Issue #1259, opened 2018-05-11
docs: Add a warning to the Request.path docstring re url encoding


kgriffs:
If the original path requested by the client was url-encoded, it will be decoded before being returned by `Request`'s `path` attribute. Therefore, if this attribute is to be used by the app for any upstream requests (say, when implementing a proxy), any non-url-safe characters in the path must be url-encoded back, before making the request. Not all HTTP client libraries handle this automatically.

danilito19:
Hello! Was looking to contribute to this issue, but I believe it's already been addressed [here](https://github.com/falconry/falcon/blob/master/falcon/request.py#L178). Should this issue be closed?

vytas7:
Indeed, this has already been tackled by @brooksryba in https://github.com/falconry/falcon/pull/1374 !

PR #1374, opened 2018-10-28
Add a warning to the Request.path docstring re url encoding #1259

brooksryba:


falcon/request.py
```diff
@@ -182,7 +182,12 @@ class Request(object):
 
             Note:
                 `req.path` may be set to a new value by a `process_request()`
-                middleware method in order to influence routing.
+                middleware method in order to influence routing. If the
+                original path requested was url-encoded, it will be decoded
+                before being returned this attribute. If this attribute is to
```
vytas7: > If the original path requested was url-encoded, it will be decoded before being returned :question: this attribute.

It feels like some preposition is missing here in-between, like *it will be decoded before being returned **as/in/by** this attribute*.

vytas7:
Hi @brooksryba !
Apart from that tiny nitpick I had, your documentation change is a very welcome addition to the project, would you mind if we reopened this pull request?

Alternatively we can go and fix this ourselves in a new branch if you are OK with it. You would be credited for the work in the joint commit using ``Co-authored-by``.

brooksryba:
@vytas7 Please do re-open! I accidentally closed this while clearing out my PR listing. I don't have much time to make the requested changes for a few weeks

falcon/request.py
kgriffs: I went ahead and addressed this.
...
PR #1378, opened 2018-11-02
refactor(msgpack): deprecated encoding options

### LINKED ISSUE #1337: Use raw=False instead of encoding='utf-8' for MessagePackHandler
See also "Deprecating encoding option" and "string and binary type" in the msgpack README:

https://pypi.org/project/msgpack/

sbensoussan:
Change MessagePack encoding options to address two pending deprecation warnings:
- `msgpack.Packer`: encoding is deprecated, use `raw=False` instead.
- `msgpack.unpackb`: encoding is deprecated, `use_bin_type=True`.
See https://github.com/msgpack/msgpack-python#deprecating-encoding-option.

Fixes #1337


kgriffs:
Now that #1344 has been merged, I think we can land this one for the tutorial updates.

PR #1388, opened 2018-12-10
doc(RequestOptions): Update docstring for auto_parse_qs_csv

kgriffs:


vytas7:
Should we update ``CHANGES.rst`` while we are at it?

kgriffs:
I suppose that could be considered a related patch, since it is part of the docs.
--
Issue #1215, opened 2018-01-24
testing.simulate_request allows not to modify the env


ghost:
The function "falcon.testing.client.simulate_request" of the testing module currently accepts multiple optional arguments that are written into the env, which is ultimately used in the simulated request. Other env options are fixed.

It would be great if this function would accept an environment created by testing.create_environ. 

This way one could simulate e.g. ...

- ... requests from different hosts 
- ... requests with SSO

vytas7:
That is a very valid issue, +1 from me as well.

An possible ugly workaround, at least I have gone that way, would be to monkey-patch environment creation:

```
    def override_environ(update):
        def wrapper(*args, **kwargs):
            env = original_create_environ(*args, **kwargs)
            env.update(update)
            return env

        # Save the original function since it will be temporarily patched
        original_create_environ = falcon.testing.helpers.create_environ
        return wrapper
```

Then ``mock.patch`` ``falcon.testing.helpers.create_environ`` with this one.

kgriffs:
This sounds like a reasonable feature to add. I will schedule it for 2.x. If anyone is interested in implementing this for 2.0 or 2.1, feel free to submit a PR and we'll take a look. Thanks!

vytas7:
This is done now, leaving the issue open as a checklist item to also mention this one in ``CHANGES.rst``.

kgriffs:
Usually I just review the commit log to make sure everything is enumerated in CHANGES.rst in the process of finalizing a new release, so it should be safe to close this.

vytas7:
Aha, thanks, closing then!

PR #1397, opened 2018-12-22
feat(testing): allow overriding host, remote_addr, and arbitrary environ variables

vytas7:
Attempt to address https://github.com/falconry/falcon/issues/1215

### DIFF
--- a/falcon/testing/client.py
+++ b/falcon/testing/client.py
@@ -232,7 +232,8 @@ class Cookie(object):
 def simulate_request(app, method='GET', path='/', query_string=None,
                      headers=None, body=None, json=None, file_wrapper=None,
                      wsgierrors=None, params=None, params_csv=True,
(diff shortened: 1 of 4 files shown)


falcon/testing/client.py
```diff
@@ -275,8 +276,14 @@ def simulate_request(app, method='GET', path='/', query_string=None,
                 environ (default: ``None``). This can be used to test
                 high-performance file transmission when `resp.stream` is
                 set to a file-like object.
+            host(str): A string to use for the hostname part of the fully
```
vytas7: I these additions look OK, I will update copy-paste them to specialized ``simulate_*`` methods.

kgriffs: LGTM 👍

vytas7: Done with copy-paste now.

→ **Your goal**
Copy each line from the data above that includes "safe".

→ **Task result**
If the original path requested by the client was url-encoded, it will be decoded before being returned by `Request`'s `path` attribute. Therefore, if this attribute is to be used by the app for any upstream requests (say, when implementing a proxy), any non-url-safe characters in the path must be url-encoded back, before making the request. Not all HTTP client libraries handle this automatically.
Usually I just review the commit log to make sure everything is enumerated in CHANGES.rst in the process of finalizing a new release, so it should be safe to close this.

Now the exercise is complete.